Graphite and graphene dispersions and their applications

The present invention relates to a graphite and graphene dispersant and its application.

Graphite is an allotrope of carbon that exhibits high chemical stability, resistance to strong acids and alkalis, fire resistance, and good electrical and thermal conductivity. However, as a non-polar solid, graphite is difficult to disperse in water, limiting its applications. To ensure uniform dispersion of graphite in water, there is an urgent need for appropriate and efficient surfactant compositions to improve the wettability, dispersibility, and permeability of graphite by water, thereby expanding the application of graphite (including natural flake graphite, spheroidized graphite, and expanded graphite) in industrial water-based applications.

Currently, the most common graphene production methods are mechanical exfoliation, liquid phase exfoliation (including redox and solvent exfoliation), and chemical vapor deposition (CVD). While mechanical exfoliation can produce high-quality graphene, it suffers from low yields and high costs. Furthermore, it is difficult to disperse and prone to agglomeration, making it unsuitable for industrial and large-scale production. While CVD can meet the requirements for large-scale production of high-quality graphene, it is more expensive and complex. While liquid-phase ultrasonic exfoliation (LPUS) is low-cost and easy to implement, potentially making it the optimal method for producing graphene, the redox method suffers from the potential for wastewater contamination during large-scale production. The resulting graphene also contains defects, leading to a loss of some electrical properties and limiting its applications. While conventional solvent exfoliation methods can produce high-quality graphene, they require the use of toxic and difficult-to-remove solvents, such as nitrogen-methylpyrrolidone (NMP) or dimethylformamide (DMF), to form a graphite dispersion for ultrasonic exfoliation. If water supplemented with a highly effective dispersant could be used to form a graphite dispersion, followed by ultrasonic exfoliation, not only could the use of difficult-to-remove and toxic solvents be avoided, but the graphene yield could also be increased by increasing the concentration of graphite in the dispersion.

Because graphene is a planar, conjugated structure composed of ^sp2- hybridized carbon atoms, its interlayers experience very strong π-π and van der Waals interactions, and its large specific surface area results in extremely poor dispersibility. Graphene has a wide range of applications, including conductive materials, antistatic materials, thermal conductivity/heat dissipation materials, flame retardants, anti-corrosion coatings, waterproof coatings, reinforced cement, asphalt, and antimicrobial materials. However, graphene flakes are difficult to evenly disperse in the application medium and tend to aggregate, stack, and form lumps. Even after a brief dispersion, they can quickly reagglomerate. This further agglomeration prevents graphene from displaying its unique and superior physical properties, such as conductivity, heat dissipation, flame retardancy, corrosion resistance, waterproofing, reinforcement, adsorption, and antimicrobial properties.
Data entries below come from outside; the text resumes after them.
PR #1503, opened 2019-08-05
Fix issue with retry

stgleb:


cmd/controlplane/main.go
```diff
@@ -50,8 +50,8 @@ func main() {
 		StorageURI:    *storageURI,
 		TemplatesDir:  *templatesDir,
 		LogDir:        *logDir,
-		ReadTimeout:   time.Second * 20,
-		WriteTimeout:  time.Second * 10,
+		ReadTimeout:   time.Second * 60,
```
taaraora: helm cli has a default timeout for individual operations equal to 300s.
Let's just have the same timeout?

stgleb: Done

PR #572, opened 2026-07-21
grml-live: remove -U option

zeha:
Removes option -U (CHOWN_USER), which we have not been using since switching away from Jenkins CI.

https://github.com/grml/grml-live/issues/559


zeha:
`-A` cannot be removed until we switch the build stack and have it always remove the chroot etc.

mika (approved):

PR #576, opened 2026-07-22
grml-live: require -b/-B/-u with existing chroot, update help texts

zeha:
Stop guessing what the user wants:
* with an existing chroot, require one of the -b/-B/-u options.
* without an existing chroot, none of them can be given.
* require that only one of them is ever given at the same time.


mika (dismissed):
Much better, thanks!

PR #578, opened 2026-07-22
grml-live: abort if GRML_FAI_CONFIG is empty/absent

zeha:
Guard against -D pointing to a non-existing directory, as commonly seen when running directly from git.


mika (approved):
🚀

PR #579, opened 2026-07-22
Use squashfs-excludes to ignore ldconfig cache

zeha:
This should allow us reordering mksquashfs and media-scripts running order in the future, if necessary. Also its just nicer.

Fix exclusion of toplevel `/grml-live` directory while we are here.


mika (approved):
Nice catch, thanks! 🙇

PR #580, opened 2026-07-23
grml-live: drop MIRROR_DIRECTORY support

zeha:
The unshare based builder will (at least initially) not be able to support this. Drop the support for now.


mika (approved):

mika:
FTR, forced the merge as the CI failure is related to the perl transition in Debian unstable.

zeha:
> FTR, forced the merge as the CI failure is related to the perl transition in Debian unstable.

thank you!

PR #582, opened 2026-07-23
build-driver: leave grml_cd, grml_chroot alone, stop using -A

zeha:
For our CI we care about the artifacts, not these intermediate, very big directories.

This also allows us to stop using -A in the build-driver.


zeha:
Lets see if the github actions agree.

mika (approved):
🚀

PR #589, opened 2026-07-25
grml-live: remove a noisy debug message

zeha:
The debug message was useful during unshared_helper development, but now its a bit noisy.


mika (commented):
Maybe we could provide those details when running in a debug mode or alike? 🤔

zeha:
this got fixed / less noisy in #635

PR #594, opened 2026-08-02
minifai: fix policy-rc.d cleanup

zeha:
Unlinking was done directly in the minifai process, instead of using the
unshared helper. This leads to a permission error, and the build logs
indeed show:
```
  W: Failed cleaning up /tmp/glbuildjgsbsp6x/grml_chroot/usr/sbin/policy-rc.d
```


zeha:
New build logs look correct.

mika (approved):
Nice catch, thanks!

PR #595, opened 2026-08-02
unshared_helper: fix message framing on socket

zeha:
Previously this could in theory lose messages / have short reads/writes.

Frame the protocol in both directions (not just towards the server), and
retry reading and sending properly.

sendall() fix also applies to the minifai socket thread, so fix it there too.


mika (approved):
uff wow, thx :)

PR #599, opened 2026-08-04
grml-live: replace main script with python

zeha:
**Drops support for configuration file** (grml-live.conf, grml-live.local).
Everything is a command line option now. `SOURCE_DATE_EPCOCH` and `APT_PROXY` stay envvars, by standardisation.

Drops all warnings/rejections for previously deprecated environment/config variables and classes.

Automatic classes can no longer be given in `-c`. Also rejects the old `I386` class.
Doc'd some internal classes (`DEBIAN_*`, `SECURE_BOOT`).

Option `-d` no longer sets `SOURCE_DATE_EPOCH` to the given date. The old implementation felt a bit backwards.

There are further cleanups to be done, but they can also land later. Some are already marked as TODO.


usr/share/zsh/vendor-completions/_grml-live
```diff
@@ -59,24 +59,32 @@ _grmllive_apt_snapshot_dates() { #{{{
 #}}}
 
 arguments=( #{{{
-  '-b[build the ISO without updating the chroot via FAI]'
-  '-B[build the ISO without touching the chroot (skips cleanup)]'
+  '(-w)--bootstrap-mirror-url[Debian mirror URL for creating chroot]:mirror URL:_urls'
+  '--boot-options[add these boot options to the defaults]:boot options:'
+  '--distri-info[set DISTRI_INFO, a one-line description of the built system]:distribution info:'
+  '--distri-name[set DISTRI_NAME]:distribution name:'
```
mika, line 65: is this the same as `-g GRML_NAME` for now?

usr/lib/grml-live/grml_live/main.py
```diff
@@ -0,0 +1,569 @@
...
+        metavar="CONFIGDIR",
+        default=default_paths.config_dir,
+        help="use specified configuration directory",
+    )
+    parser.add_argument(
+        "-e",
+        type=arg_absolute_path,
+        dest="extract_iso_name",
+        metavar="EXTRACT_ISO_NAME",
+        help="extract ISO and squashfs contents from iso_name",
```
mika: this now shows up as:

```
-e EXTRACT_ISO_NAME   extract ISO and squashfs contents from iso_name
```

I guess we should either rename `EXTRACT_ISO_NAME` or `iso_name` to match with each other?

usr/lib/grml-live/grml_live/main.py
```diff
@@ -0,0 +1,569 @@
...
+        default="GRML_FULL",
+        help="classes to be used for building the ISO",
+    )
+
+    parser.add_argument(
+        "--distri-info",
+        type=str,
+        dest="distri_info",
+        default="Grml - Live Linux for system administrators",
+        help="Set DISTRI_INFO",
```
mika, line 129: nit: we should _either_ use `Set DISTRI_INFO` _or_ `set DISTRI_INFO`, but now we'd get a mixture of uppercase vs lowercase in the help text :)

usr/lib/grml-live/grml_live/main.py
```diff
@@ -0,0 +1,569 @@
...
+        type=arg_key_str,
+        dest="grml_version",
+        metavar="VERSION_NUMBER",
+        default="0.0.1",
+        help="set the grml version number",
+    )
+
+    mirror_options = parser.add_mutually_exclusive_group()
+    mirror_options.add_argument(
+        "--bootstrap-mirror-url",
```
mika, line 224: is there any specific reason why this option shows up as next-to-last entry only, while most the rest[1] of the option list is sorted (and displayed) alphabetically (which I like!)?

[1] only exceptions being `--hostname HOSTNAME` + ` --username USERNAME`, maybe we clarify how we want it ordered? :)

usr/lib/grml-live/grml_live/main.py
```diff
@@ -0,0 +1,569 @@
...
+
+  man grml-live
+  /usr/share/doc/grml-live/grml-live.html
+  http://grml.org/grml-live/
+
+Please send your bug reports and feedback to the grml-team: http://grml.org/bugs/
+""",
+    )
+
+    parser.add_argument(
```
mika, line 112: I'm aware that we dropped the `-a` option in previous commit 9a903deb8dc97a8ef1c9d37751ce7bbe1c2aa3c2 already, but we didn't ship a new grml-live release/version/tag with this change yet.

Should we maybe announce the options we no longer support as deprecated and provide according help/usage text? WDYT?

usr/lib/grml-live/grml_live/main.py
```diff
@@ -0,0 +1,569 @@
...
+    )
+    build_type_options.add_argument(
+        "-u",
+        action="store_const",
+        dest="fai_action",
+        const=build_facts.FaiAction.SOFTUPDATE,
+        help="update and build from an existing chroot",
+    )
+    build_type_options.add_argument(
+        "-q", action="store_const", dest="fai_action", const=build_facts.FaiAction.REBUILD_MEDIA, help="skip mksquashfs"
```
mika: AFAICS the `build mode (expert only)` options, being:

```
  -b                    build from an existing chroot
  -B                    build from an existing chroot without running scripts
  -u                    update and build from an existing chroot
  -q                    skip mksquashfs
```

are all conflicting with each other now, like:

```
grml-live: error: argument -B: not allowed with argument -q
grml-live: error: argument -q: not allowed with argument -b
```

AFAICT this seems to match what we discussed and documented at https://github.com/grml/grml-live/issues/559 - right? Maybe we need to improve the help text for `-q` now though, as it's not skipping only squashfs part? 🤔

mika (commented):
Didn't find any actual regressions so far, great work!
Just some minor nitpicks/comments :)

usr/share/zsh/vendor-completions/_grml-live
zeha: No, we expect f.e. `-g grml-small-arm64` and `--distri-name=grml` (default).

usr/lib/grml-live/grml_live/main.py
zeha: The reason is that this option is in an exclusive-group with `-w`, and the exclusive-group is defined later.

If that's a good reason, I don't know.

usr/share/zsh/vendor-completions/_grml-live
mika: Grrr sorry, I clicked at the wrong file (I *hate* GH for code review!).

I meant this:

```
  --distri-name DISTRI_NAME
                        Set DISTRI_NAME (default: grml)
[...]
  -g GRML_NAME          set the grml flavour name (default: grml)
```

So far we didn't have `--distri-name`, nor?

usr/lib/grml-live/grml_live/main.py
zeha: My plan was to replace the `-bBuq` options too and then announce the breakage somewhere. Unclear where though; I guess d/NEWS as previously is not the right place anymore.

usr/lib/grml-live/grml_live/main.py
zeha: yes this is as expected. Better texts welcome, or the new texts can wait until a replacement for all of the options comes.

usr/lib/grml-live/grml_live/main.py
zeha: fixed

usr/lib/grml-live/grml_live/main.py
zeha: fixed

usr/lib/grml-live/grml_live/main.py
mika: Ahhh ok, uff :)

usr/lib/grml-live/grml_live/main.py
mika: Ah that makes sense. Hm, maybe we should start with an actual `Changelog` file with sections like `BREAKING CHANGES` or so? :)

usr/lib/grml-live/grml_live/main.py
zeha: Re ordering in general: I tried ordering the options in some logical way, but at some point I gave up. Especially `--hostname` and `--username` are IMO also problematic and maybe want to be renamed to `--distri-hostname`/`--distri-username` to match the other `--distri...` options, and also avoid clashing with `HOSTNAME` and `USERNAME`.

zeha: > Re ordering in general: I tried ordering the options in some logical way, but at some point I gave up. Especially `--hostname` and `--username` are IMO also problematic and maybe want to be renamed to `--distri-hostname`/`--distri-username` to match the other `--distri...` options, and also avoid clashing with `HOSTNAME` and `USERNAME`.

(Better names even more welcome!)

usr/share/zsh/vendor-completions/_grml-live
zeha: We always had both `DISTRI_NAME` and `GRML_NAME`. But there was never a corresponding `--distri-name` option to set `DISTRI_NAME`; you had to use `grml-live.local` for that.

zeha: See e265e3093a98d723d40b36dde1aba26146aa301f

usr/lib/grml-live/grml_live/main.py
zeha: (To some degree given that `-a` is rejected it should be evident that it doesn't work anymore :) )

usr/share/zsh/vendor-completions/_grml-live
mika: > We always had both `DISTRI_NAME` and `GRML_NAME`. But there was never a corresponding `--distri-name` option to set `DISTRI_NAME`; you had to use `grml-live.local` for that.

Ahhhhh clear now, makes sense - thanks!

zeha:
Generally if the option names are confusing - and I think some are - we can rename them immediately after this lands.

So IMO up for rethinking are:

* `-bBuq` - replace with a form of mode/action/subcommand
* `-g` could use a better name
* `-i` as it influences more things than just the iso's name

usr/lib/grml-live/grml_live/main.py
mika: Probably should have been more explicit, sorry :)

There's a combination of upper case vs down case at more places:

```
  -h, --help            show this help message and exit
  --boot-options DEFAULT_BOOTOPTIONS
                        Add these boot options
  -c CLASS1,CLASS2      classes to be used for building the ISO (default: GRML_FULL)
  --distri-info DISTRI_INFO
                        set DISTRI_INFO (default: Grml - Live Linux for system administrators)
  --distri-name DISTRI_NAME
                        Set DISTRI_NAME (default: grml)
  --hostname HOSTNAME   Set HOSTNAME (default: grml)
  --username USERNAME   Set USERNAME (default: grml)
  -d DATE               use specified date instead of build time as date of release (default: 2026-08-17)
  -D CONFIGDIR          use specified configuration directory (default: /home/mika/src/grml/grml-live/config)
  -e EXTRACT_ISO_NAME   extract ISO and squashfs contents from EXTRACT_ISO_NAME
  -F                    force execution without prompting
  -g GRML_NAME          set the grml flavour name (default: grml)
  -i ISO_NAME           set the name of the resulting ISO (and other build results)
  -I CHROOT_INSTALL_DIRECTORY
                        directory which provides files that should become part of the chroot/ISO
  -o OUTPUT_DIRECTORY   main output directory of the build process (default: /home/mika/src/grml/grml-live/grml)
  -r RELEASE_NAME       set the grml release name (default: grml-live rocks)
  -R                    skip applying the RELEASE class and cleanup
  -s SUITE              Debian suite/release, like: stable, testing, unstable (default: testing)
  --secure-boot         Enable Secure Boot using Debian method
  -v VERSION_NUMBER     set the grml version number (default: 0.0.1)
  --bootstrap-mirror-url BOOTSTRAP_MIRROR_URL
                        Debian mirror URL for creating chroot (default: http://deb.debian.org/debian)
  -w DATE               wayback machine, build system using Debian archives from specified date

build mode (expert only):
  -b                    build from an existing chroot
  -B                    build from an existing chroot without running scripts
  -u                    update and build from an existing chroot
  -q                    skip mksquashfs
```

mika:
> Generally if the option names are confusing - and I think some are - we can rename them immediately after this lands.
> 
> So IMO up for rethinking are:
> 
>     * `-bBuq` - replace with a form of mode/action/subcommand
> 
>     * `-g` could use a better name
> 
>     * `-i` as it influences more things than just the iso's name

Fully agree and perfectly fine for me!

usr/lib/grml-live/grml_live/main.py
zeha: right, i apparently failed at grepping for uppercase Set. have now standardised on starting with a Capital.

mika (approved):
LGTM, thanks! 🙇

PR #602, opened 2026-08-09
format /boot/grub/help/cheatcodes.txt

crpb:
The string which will be replaced by %SQUASHFS_NAME% will differ in length. Print the information in the next line to not see outputs like this:
```
  ...
  toram / grml2ram      copy the whole CD/media to RAM and run from there
  toram=grml-trixie-small.squashfs      copy only specified squashfs file to RAM and
                                                           run from there
  ...
```


mika (approved):
good idea, thanks!

PR #167, opened 2026-06-30
Add faster segmentation experiment and pipeline inventory tracking

SBose-12:
## Summary
Adds a standalone faster segmentation experiment alongside the existing segmentation pipeline, plus a new inventory script for tracking pipeline completion status.

## What's included
- `faster-segmentation-test/` — speedup-optimized segmentation script (`batch_segmentation_fast.py`, `predict_fast.py`) with output comparison validation (`validate_outputs.py`) and equivalence tests (`test_batching_equiv.py`, `test_preprocess_parallel.py`)
- `scripts/inventory.py` — tracks completion status across segmentation, centerline, and feature extraction stages
- Array job submission scripts (`submit_fast_array.sh`, `submit_fast_array.slurm`) for batch processing on the cluster

## Scope
This is purely additive — nothing in the existing segmentation pipeline is modified or replaced. The fast version runs as a separate, parallel experiment for now, validated against the original outputs.

## Notes
Branched fresh from the restructured `main` (#163) to keep this PR scoped cleanly to just the segmentation speedup work.


annawoodard (changes requested):
Thank you, Sarit!! This looks like exactly the right bottleneck to target, and if the speedup holds, it could make the segmentation step much more usable for the project.

I'd like to check if we should switch to this and then switch it over rather than maintain two parallel paths. Before we switch over, can you add one small before/after validation so we know the fast path is reproducing the existing pipeline?

Please run the old pipeline and the fast pipeline on the same small set of files, ideally ~5-10 files (NOT changing sampling approaches between each, this is just testing the speedup change), and report (mean and standard deviation):

  - old runtime
  - fast runtime
  - output shape match
  - Dice between the old and fast thresholded vessel masks at 0.5
  - max and mean absolute probability difference between old and fast probability maps
  - the exact command/output directory used

Also, can you run `pre-commit run --all-files` and commit the lint/format fixes? One tiny operational fix too: the full-array script currently defaults to the smoke output directory, so please either make the full-run default a separate directory or require `OUTPUT_DIR`.

annawoodard (approved):
Wow!!!! Huge speedup!!! This is great, Sarit. Thank you for your work on this, huge improvement 👏 👏 👏 👏 

I am going to merge this now so that it doesn't hold up anything. But can we put on your todo list for lower priority while other things are running to come back and I would like to remove the old segmentation code so that there is only one path. That will mean some minor changes to this code: once there is only one path, please rename things, e.g. we don't need hte "fast" qualifier anymore, and re-organize so that nothing is redundant, README and docs point to the right places, etc. Please throw that into a github issue so we don't lose it

PR #171, opened 2026-07-02
Implement gnn

spencervenancio:
First implementation or the GNN track.

Adds a data loader that converts each case's centerline `networkx` graph into a `torch_geometric` `data.Data` object. Node features are a configurable list; for now it's populated with peak contrast-arrival time and local vessel radius,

The most common challenge in graphene applications is how to evenly disperse the graphene sheets and prevent them from agglomerating. This has long been a technical bottleneck that the industry needs to address. Furthermore, the application preparation process requires that graphene be dispersed in water or a non-toxic organic solvent for operability and processability. While traditional commercial surfactants such as sodium dodecylbenzenesulfonate (SDBS), cetyltrimethylammonium bromide (CTAB), phenyl-polyethylene glycol (Triton-X-100), polysorbate 80 (Tween 80), and polymer stabilizers (e.g., polyvinylpyrrolidone (PVP), sodium polystyrenesulfonate (PSS), and polydimethyldiallylammonium chloride (PDDA)) can all play a role in dispersing and stabilizing graphene, they often suffer from issues such as high dispersant dosage and low graphene concentration. Excessive dispersant dosage and low graphene concentration are both detrimental factors in the construction of composite materials. Currently, the greatest challenge facing graphene application development technology lies in finding appropriate and effective graphene dispersants.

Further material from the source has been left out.